I think "unisex" bathrooms are the stupidest thing ever done.. What ever happened to the nice multi stall mens and ladies combination dressing room and bath room. You could move about a bit, sit down and put on your shoes or what ever in slight comfort. But I agree about people not cleaning up behind them selves. I always clean up even if I didn't make the mess, but then thats me, I don't want the next person to get a bad impression. When we traveled in the Business class Horizion car where instead of that awful bathroom in the food service area of the eating section in amfleet cars, its in front of the passenger seats. It was remarkable that after almost five hours of very busy use when I went in you couldn't tell that anyone had been in it.. that was without a single look by the attendant. I have been in coaches while in the lounge on the Empire Builder, CZ, ect. the past few years. Usually they are not the best and I wouldn't want to be stuck using them. However even in the Sleeper I had at least one trip where the restrooms were totally neglected by the car attendant.. Not so on others. No one likes cleaning bathrooms that if for sure.


----------



## frj1983 (Oct 27, 2008)

My Wife loves to watch "No Reservations" and thus I watch it with her. While I enjoy his show, if you only catch it once in awhile, you probably won't catch on that he uses "hyperbole" quite a bit to make his points and thus make his show more entertaining....so take what he say with a grain of Amtrak salt!


----------



## Montanan (Oct 27, 2008)

Neil_M said:


> Amtrak Watcher said:
> 
> 
> > The most likely to be awful are found, in order of their likelihood to be filthy, in Romania (universally and unbelievably awful), France, India, and Thailand.
> ...


I've generally found western European trains to be pretty clean, but the dirtiest trains I've ever endured are some of those behind the former Iron Curtain. Never been to Romania, but the train bathrooms in Bulgaria are too horrible for words.


----------



## HP_Lovecraft (Oct 27, 2008)

frj1983 said:


> you probably won't catch on that he uses "hyperbole" quite a bit to make his points


I do love his show, and you are right.

The show has a cooking theme, and he is considered a "world class chef", but everything is in hyperbole, in that everything is the "best ever", or the "worst ever". After a while, you learn to treat all those hyperboles as adjectives, relative to the situation.

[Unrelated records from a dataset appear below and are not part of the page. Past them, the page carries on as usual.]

PR #3432, opened 2023-01-18
Fix CLI Handling of Permissions and Ownership (Again)

### LINKED ISSUE #2946: compressed file ownership inconsistent with that of uncompressed file
Using the zstd command (version 1.5.1) to compress a file, and the compressed file does not have the same owner:group as that of the input file. File permissions are consistent, though.

In comparison, gzip, xz, and zstd-1.4.4 retain both permission and ownership.

After looking at https://github.com/facebook/zstd/issues/2739 it seem that the problem of losing file ownership was also introduced by https://github.com/facebook/zstd/pull/2525

A casual look at https://github.com/facebook/zstd/pull/2525 reveals multiple other issues, such as no error checking for fdopen and unnecessary use of _open and fdopen because fopen with mode "wb" is sufficient.

I'd suggest to revert https://github.com/facebook/zstd/pull/2525 for now to make things work, then refine it if necessary.

A closer look shows that https://github.com/facebook/zstd/pull/2525 is trying to solve an invalid bug report at https://bugs.debian.org/cgi-bin/bugreport.cgi?bug=981404#28
Being world readable is not a bug but a feature. Processes often run at umask 022 in a secure directory, and so world readable files cannot be actually read by others. If this is not the case, then the file is either readable by others intentionally, or the problem can be avoided by changing umask to e.g. 077 . open+fdopen does not resolve the problem (if it is a problem at all). umask does. The time window being one flaw. Another one might be:

Suppose a file owned by user1:group1, permission 0660, with open+fdopen it can get ownership user1:group2, permission 0660.
It's better to umask 0777 then call the zstd command.
The umask command need not be called by the zstd program. It can be issued by the user before running zstd:
$ (umask 0777; zstd file_to_be_compressed.txt)

```
$ ls -l foo
-rw-r--r-- 1 10001 20010 0 Dec 22 15:14 foo
$ xz -k foo
$ gzip -k foo
$ (umask 0777; zstd foo)
foo                  :1300.00%   (     0 =>     13 bytes, foo.zst)             
$ ls -l foo*
-rw-r--r-- 1 10001 20010  0 Dec 22 15:14 foo
-rw-r--r-- 1 10001 20010 24 Dec 22 15:14 foo.gz
-rw-r--r-- 1 10001 20010 32 Dec 22 15:14 foo.xz
-rw-r--r-- 1 10001 20010 13 Dec 22 15:14 foo.zst
$ zstd --version
*** zstd command line interface 64-bits v1.4.4, by Yann Collet ***
$ 
```

felixhandte:
This PR switches the `zstd` CLI's handling of output files' ownership and permissions back (again). This PR brings `zstd`'s behavior back into alignment with `gzip`'s, without introducing any gaps where output files have incorrectly loose permissions.

This PR addresses #2946. Previous issues and PRs on this topic include #2739, #2525, #2491 and #2495, and #1630 and #1644.

When the input is not a regular file, we create the output file with default `0666` permissions (modulated by the `umask`), and then don't change anything at the end of the operation.

When the input *is* a regular file, we create it with `0600` (u+rw) permissions, and then copy the input's ownership, permissions, and timestamps to the output file at the end of the operation. E.g.:

```sh
$ ls -lAh ~/prog/silesia/silesia.tar; \
  ./zstd -q -5 ~/prog/silesia/silesia.tar -o silesia.tar.zst & \
  sleep 1; \
  ls -lAh silesia.tar.zst; \
  wait; \
  ls -lAh silesia.tar.zst
-rw-r----- 1 felixh users 203M Aug 18  2021 /home/felixh/prog/silesia/silesia.tar
[1] 4035425
-rw------- 1 felixh users 25M Jan 18 14:05 silesia.tar.zst
[1]+  Done                    ./zstd -q -5 ~/prog/silesia/silesia.tar -o silesia.tar.zst
-rw-r----- 1 felixh users 61M Aug 18  2021 silesia.tar.zst
```

We also leverage a trick found in `gzip` to avoid a different permissions/ownership race by setting the correct group, then permissions, then user. Otherwise there would be a window of time in which incorrectly lax permissions might be exposed to the wrong user or group. (It's not meaningful for there to be incorrectly lax user permissions exposed to the user that zstd is running as / the file is created as, since an attacker running as that user would already be able to `chmod()` the file to make it user r/w/x-able. But without this 3-step process, it would be possible for incorrectly lax permissions to be applied to the group the file is created as, or the user the file ends up being owned by.)

Finally, this PR refactors how we stat files slightly, to reduce the count of `stat()` calls we make. A further improvement might be to switch to doing `fstat()` calls.

Adding testing for this PR is a challenge. We have reasonably good coverage of checking that timestamps and mode bits are copied over. But it's difficult to extend that to testing that the user and group are copied over correctly. (1) We can't rely on particular other users/groups existing across all the platforms on which we want to test. (2) Zstd will mostly fail to `chown()` the output file anyways:

> Only a privileged process (Linux: one with the `CAP_CHOWN` capability) may change the owner of a file.  The owner of a file may change the group of the file to any group of which that owner is a member.
> \- `chown(2)` man page

I have locally verified that it does correctly propagate ownership when invoked with `sudo`.

### DIFF
--- a/programs/util.c
+++ b/programs/util.c
@@ -185,7 +185,7 @@ int UTIL_isRegularFileStat(const stat_t* statbuf)
 int UTIL_chmod(char const* filename, const stat_t* statbuf, mode_t permissions)
 {
     stat_t localStatBuf;
-    UTIL_TRACE_CALL("UTIL_chmod(%s, %u)", filename, (unsigned)permissions);
+    UTIL_TRACE_CALL("UTIL_chmod(%s, %#4o)", filename, (unsigned)permissions);
     if (statbuf == NULL) {
         if (!UTIL_stat(filename, &localStatBuf)) {
             UTIL_TRACE_RET(0);
--- a/programs/util.c
+++ b/programs/util.c
@@ -272,11 +272,15 @@ int UTIL_isDirectory(const char* infilename)
 
 int UTIL_isDirectoryStat(const stat_t* statbuf)
 {
+    int ret;
+    UTIL_TRACE_CALL("UTIL_isDirectoryStat()");
 #if defined(_MSC_VER)
-    return (statbuf->st_mode & _S_IFDIR) != 0;
+    ret = (statbuf->st_mode & _S_IFDIR) != 0;
 #else
-    return S_ISDIR(statbuf->st_mode) != 0;
+    ret = S_ISDIR(statbuf->st_mode) != 0;
 #endif
+    UTIL_TRACE_RET(ret);
+    return ret;
 }
 
 int UTIL_compareStr(const void *p1, const void *p2) {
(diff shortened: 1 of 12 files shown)


programs/util.c
```diff
@@ -185,7 +185,7 @@ int UTIL_isRegularFileStat(const stat_t* statbuf)
 int UTIL_chmod(char const* filename, const stat_t* statbuf, mode_t permissions)
 {
     stat_t localStatBuf;
-    UTIL_TRACE_CALL("UTIL_chmod(%s, %u)", filename, (unsigned)permissions);
+    UTIL_TRACE_CALL("UTIL_chmod(%s, %#4o)", filename, (unsigned)permissions);
```
Cyan4973, line 188: First time I see this formating instruction...

Cyan4973 (approved):

PR #89, opened 2015-07-08
CURATOR-232 Consolidate Timing and Client

madrob:
Pull references to Timing and CuratorFramework client into BeforeMethod
and AfterMethod invocations so that we can manage them more efficiently.

### DIFF
--- a/curator-test/src/main/java/org/apache/curator/test/BaseClassForTests.java
+++ b/curator-test/src/main/java/org/apache/curator/test/BaseClassForTests.java
@@ -102,7 +102,7 @@ public class BaseClassForTests
     @AfterMethod
     public void teardown() throws Exception
     {
-        for (Closeable closeable : toClose)
+        for ( Closeable closeable : toClose )
         {
             // Don't need closeQuietly because we don't care that it advertises a throw
             Closeables.close(closeable, true);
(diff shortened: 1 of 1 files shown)


curator-framework/src/test/java/org/apache/curator/framework/FrameworkTest.java
```diff
@@ -0,0 +1,83 @@
+/*
```
Randgalt: I don't see enough value in this class to maintain it. In order for it to be used in the recipes module we'd have to build a test jar and include and/or create another test module. Create new clients isn't always consistent in the tests and it's only 1 line of code anyway. The closeable stuff could be pushed into BaseClassForTests by having a List<Closeable> that can be added to and auto closed on @After.

Randgalt:
I'm concerned about the number of changes in this PR. I like the idea of putting some common functionality in BaseClassForTests but I think it's too risky to touch all the tests. I suggest that we add the things to BaseClassForTests but leave the tests as is an updated them as needed over time.

curator-test/src/main/java/org/apache/curator/test/BaseClassForTests.java
```diff
@@ -55,6 +63,8 @@
         INTERNAL_RETRY_FAILED_TESTS = retryFailedTests;
     }
 
+    private List<Closeable> toClose;
```
Randgalt: Is this needed anymore given that Java 7 has Autocloseable?

tisonkun:

PR #90, opened 2015-07-13
CURATOR-234 Add slf4j-log4j12 test dependency

madrob:


Randgalt:
What problem is this solving?

madrob:
When you run tests, since there is currently no binding you wouldn't get any logging.

```
mdrob@mdrob-W530:~/workspace/curator$ cat curator-client/target/surefire-reports/org.apache.curator.TestSessionFailRetryLoop-output.txt
Configuring TestNG with: TestNG652Configurator
SLF4J: Failed to load class "org.slf4j.impl.StaticLoggerBinder".
SLF4J: Defaulting to no-operation (NOP) logger implementation
SLF4J: See http://www.slf4j.org/codes.html#StaticLoggerBinder for further details.
```

cammckenzie:
I'm a complete newbie to Maven, but is it possible to add test only dependencies? It would be nice to be able to just run unit tests with the slf4j-log4j12 dependency, but not enforce this as a dependency of the project itself (as it's not).  Alternatively, would it be better to use java.util.logging (via slf4j), as this presumably doesn't require an additional sfl4j bridge library?

madrob:
In the dependency section `<scope>test</scope>` indicates that it is test only, and not propagated as a transitive dependency. I don't know if there is a j.u.logging binding since I've never used it, but if it exists then that's fine too. Mostly, I just want output so that I can debug failing tests, and I don't care where it comes from.

cammckenzie:
Thanks for the clarification on the test scope stuff. I'm easy as to whether log4j or java.util.Logging is used, just figured that if we use java.util.Logging we don't need an additional library.

Randgalt:
My only concern is making sure it doesn't add a transitive dep to users. I don't think it will but we should test.

madrob:
According to the table at https://maven.apache.org/guides/introduction/introduction-to-dependency-mechanism.html#Dependency_Scope we will not inflict transitive dependencies to users. And if somehow we do, I will be more than happy to file the maven issue personally. :)

PR #92, opened 2015-07-22
TreeCache should inform listeners when its fully reconnected.

dragonsinth:
@Randgalt @madrob @cammckenzie

### DIFF
--- a/curator-recipes/src/main/java/org/apache/curator/framework/recipes/cache/TreeCache.java
+++ b/curator-recipes/src/main/java/org/apache/curator/framework/recipes/cache/TreeCache.java
@@ -779,6 +779,7 @@ public class TreeCache implements Closeable
             break;
 
         case LOST:
+            isInitialized.set(false);
             publishEvent(TreeCacheEvent.Type.CONNECTION_LOST);
             break;
 
--- a/curator-recipes/src/main/java/org/apache/curator/framework/recipes/cache/TreeCacheEvent.java
+++ b/curator-recipes/src/main/java/org/apache/curator/framework/recipes/cache/TreeCacheEvent.java
@@ -69,6 +69,9 @@ public class TreeCacheEvent
          * While the connection is down, the TreeCache will continue to have its state from before it lost
          * the connection and after the connection is restored, the TreeCache will emit normal child events
          * for all of the adds, deletes and updates that happened during the time that it was disconnected.
+         * </p><p>
+         * After reconnection, the cache will resynchronize its internal state with the server, then fire a
+         * {@link #INITIALIZED} event.
          * </p>
          */
         CONNECTION_RECONNECTED,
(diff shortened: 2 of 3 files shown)


dragonsinth:
Another idea that came out of this is TreeCache.isConnected() to reflect the state.

curator-recipes/src/main/java/org/apache/curator/framework/recipes/cache/TreeCache.java
```diff
@@ -758,6 +758,7 @@ private void handleStateChange(ConnectionState newState)
             break;
 
         case LOST:
```
Randgalt: LOST doesn't mean session lost. It only means that the retry policy has given up. Is this your intent?

curator-recipes/src/main/java/org/apache/curator/framework/recipes/cache/TreeCacheEvent.java
```diff
@@ -69,6 +69,9 @@
          * While the connection is down, the TreeCache will continue to have its state from before it lost
          * the connection and after the connection is restored, the TreeCache will emit normal child events
          * for all of the adds, deletes and updates that happened during the time that it was disconnected.
+         * </p><p>
+         * After reconnection, the cache will resynchronize its internal state with the server, then fire a
+         * {@link #INITIALIZED} event.
          * </p>
          */
         CONNECTION_RECONNECTED,
```
Randgalt: Shouldn't isInitialized.set(false) occur for SUSPENDED (i.e. any connection loss)?

curator-recipes/src/main/java/org/apache/curator/framework/recipes/cache/TreeCache.java
dragonsinth: Let me ramble a bit on my thinking, and hopefully you can help me clarify my thinking.

My intent is to follow the semantics around leaders/locks/leases/ephemeral nodes.  My intuition is that I should be seeing a LOST event right about the same time the server considers my session to be timed out.  So I want to inform TreeCache listeners here that they can no longer trust the internal tree state as being reasonably up to date.  Once the connection is re-established, I then re-walk the tree to synchronize to the server, after which I re-publish INITIALIZED, to inform listeners that they can now reasonably trust the tree state.

The use case I want to support is when someone is using TreeCache to watch for tree changes while using the same client to (say) put ephemeral nodes into the Tree.  The semantic I want to convey is that you can only trust that those nodes are really there if the TreeCache is currently in an initialized state.

curator-recipes/src/main/java/org/apache/curator/framework/recipes/cache/TreeCacheEvent.java
dragonsinth: I don't *think* so since that can be an extremely transient failure, and wouldn't cause ephemeral nodes to disappear.  Based on my testing this with ssh tunnels that I'd drop and then recreate, I'd see SUSPENDED immediately but only see LOST much later.

dragonsinth:
Rebased this, and wanted to ping for more feedback on this.  A friend of mine was just asking about this change.

cammckenzie:
This change probably doesn't make sense unless it's in the CURATOR 3.0 branch does it? With the state management in 2.X, the LOST event doesn't meant that the session is lost, just that Curator has given up trying to reconnect based on its retry policy. This could mean that the actual session has expired or it could mean that the session is still alive.

On the Curator 3.0 branch @Randgalt reimplemented the way that state management occurs for the LOST event. The default is now that LOST will be published when Curator thinks that the session has been LOST (based on a timer while disconnected), and this is now the default behaviour.

So, perhaps this can only be merged into 3.0? I don't think that the logic will work based on the 2.x version of the codebase.

dragonsinth:
I actually think it would be okay to land it in master.  Even if the event semantics are slightly fuzzier pre 3.0, the publishing of events actually does match TreeCache's internal operations-- internally TreeCache really does operate based on LOST and RECONNECTED, so the events will still be useful for anyone listening.

cammckenzie:
Yeah, I guess you're right. In that case, I think that it looks ok to me.

PR #94, opened 2015-07-23
CURATOR-239 - RetryPolicy that retries forever

leandronunes85:


curator-client/src/main/java/org/apache/curator/retry/RetryForever.java
```diff
@@ -0,0 +1,58 @@
...
+    @Override
+    public boolean allowRetry(int retryCount, long elapsedTimeMs, RetrySleeper sleeper)
+    {
+        try
+        {
+            sleeper.sleepFor(retryIntervalMs, TimeUnit.MILLISECONDS);
+        }
+        catch (InterruptedException e)
+        {
+            log.warn("Error occurred while sleeping", e);
```
Randgalt: When catching InterrptedException, always reset the state via:

{code}
Thread.currentThread().interrupt();
{code}

leandronunes85: Thks for the feedback. Already updated it

PR #95, opened 2015-08-02
CURATOR-241: Write updated data on reconnect

alexbrasetvik:
PersistentEphemeralNode can be initialised with certain data, then later updated. If the client reconnects, the replacing ephemeral should write the updated data.

### DIFF
--- a/curator-recipes/src/main/java/org/apache/curator/framework/recipes/nodes/PersistentEphemeralNode.java
+++ b/curator-recipes/src/main/java/org/apache/curator/framework/recipes/nodes/PersistentEphemeralNode.java
@@ -338,7 +338,7 @@ public class PersistentEphemeralNode implements Closeable
         this.data.set(Arrays.copyOf(data, data.length));
         if ( isActive() )
         {
-            client.setData().inBackground().forPath(getActualPath(), this.data.get());
+            client.setData().inBackground().forPath(getActualPath(), getData());
         }
     }
 
--- a/curator-recipes/src/main/java/org/apache/curator/framework/recipes/nodes/PersistentEphemeralNode.java
+++ b/curator-recipes/src/main/java/org/apache/curator/framework/recipes/nodes/PersistentEphemeralNode.java
@@ -338,11 +338,11 @@ public class PersistentEphemeralNode implements Closeable
         this.data.set(Arrays.copyOf(data, data.length));
         if ( isActive() )
         {
-            client.setData().inBackground().forPath(getActualPath(), getData());
+            client.setData().inBackground().forPath(getActualPath(), this.data.get());
         }
     }
 
-    byte[] getData() {
+    private byte[] getData() {
         return this.data.get();
     }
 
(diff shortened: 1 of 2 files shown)


curator-recipes/src/main/java/org/apache/curator/framework/recipes/nodes/PersistentEphemeralNode.java
```diff
@@ -338,10 +338,14 @@ public void setData(byte[] data) throws Exception
         this.data.set(Arrays.copyOf(data, data.length));
         if ( isActive() )
         {
-            client.setData().inBackground().forPath(getActualPath(), this.data.get());
+            client.setData().inBackground().forPath(getActualPath(), getData());
         }
     }
 
+    byte[] getData() {
```
cammckenzie: Is there a reason that this is package protected rather than private?

curator-recipes/src/main/java/org/apache/curator/framework/recipes/nodes/PersistentEphemeralNode.java
```diff
@@ -338,10 +338,14 @@ public void setData(byte[] data) throws Exception
         this.data.set(Arrays.copyOf(data, data.length));
         if ( isActive() )
         {
-            client.setData().inBackground().forPath(getActualPath(), this.data.get());
+            client.setData().inBackground().forPath(getActualPath(), getData());
```
cammckenzie: I think that this change isn't required as the data is being accessed directly from within this method.

curator-recipes/src/main/java/org/apache/curator/framework/recipes/nodes/PersistentEphemeralNode.java
alexbrasetvik: The idea was to make it available for future tests, but can make it private.

curator-recipes/src/main/java/org/apache/curator/framework/recipes/nodes/PersistentEphemeralNode.java
alexbrasetvik: Changed it so it was the same both places actually getting the data, but can revert this change. :)

curator-recipes/src/main/java/org/apache/curator/framework/recipes/nodes/PersistentEphemeralNode.java
cammckenzie: I'd mark it as private for now and it can be exposed later if needed. If it were to be for testing we mark these as @VisibleForTesting to be explicit as to why it's package protected.

curator-recipes/src/main/java/org/apache/curator/framework/recipes/nodes/PersistentEphemeralNode.java
cammckenzie: Yeah, fair enough. Leave it as is, it's probably nicer to have the data accessed in the same way.

alexbrasetvik:
Updated based on feedback. Want me to squash the commits together? :)

cammckenzie:
Don't worry about squashing the commits. Thanks for the patch.

+1 from me.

I've had about 150 Amtrak trips this year (commuter), and have never noticed a dirty bathroom. I have heard passengers say they prefer the cars at the ends, since the train loads from the middle because it means the bathrooms at the ends see less use.

The MBTA (Boston) trains, however, were horrific.

But, like others mentioned above, it was passengers creating that condition. I assume it started out spotless during the day, and gradually gets worse as the day progresses? In the end, its a public restroom, and I treat it as such. I worry more about my kids then myself though


----------



## TimSpencer (Oct 27, 2008)

Amtrak Watcher said:


> starting at: http://www.thebathroomdiaries.com/


I'm still wondering if I should risk it and click on that link you provided....


----------



## Neil_M (Oct 27, 2008)

...... and meanwhile in France........ :lol:

http://news.bbc.co.uk/1/hi/world/europe/7693386.stm


----------



## Cascadia (Oct 27, 2008)

When I rode the train in Peru, the bathroom was indescribably filthy, and the smell of it overwhelmed the passenger car, so that my Peruvian seat mates had a little bottle of Florida water that they would put on a handkerchief and hold under their nose, and I was happy that they offered to share with me.


----------



## ALC Rail Writer (Oct 27, 2008)

Neil_M said:


> ...... and meanwhile in France........ :lol:
> http://news.bbc.co.uk/1/hi/world/europe/7693386.stm


There's a railfan in Britain who stands in front of the tracks at a point where the train releases its.. waste. He stands there every day and although he knows that moving a half mile up or down the track would eliminate the problem. He remains.


----------



## Alice (Oct 27, 2008)

TimSpencer said:


> Amtrak Watcher said:
> 
> 
> > starting at: http://www.thebathroomdiaries.com/
> ...


Oh yes, it is a fascinating site! Useful, too ...


----------



## Neil_M (Oct 27, 2008)

ALC_Rail_Writer said:


> Neil_M said:
> 
> 
> > ...... and meanwhile in France........ :lol:
> ...


What?! :huh:


----------



## Everydaymatters (Oct 27, 2008)

The only time I've seen a train attendant clean a bathroom was when some kids had clogged up the toilet with towels and the water ran over onto the floor. Not once have I ever seen the bathrooms cleaned during a trip.

It's been years since I've seen the restroom in the lounge car open. When there is a restroom, it usually has an out-of-order sign or a closed sign.

I, too, clean up after myself and any slob before me. That seems to be a contageous act. When one person starts, usually others follow.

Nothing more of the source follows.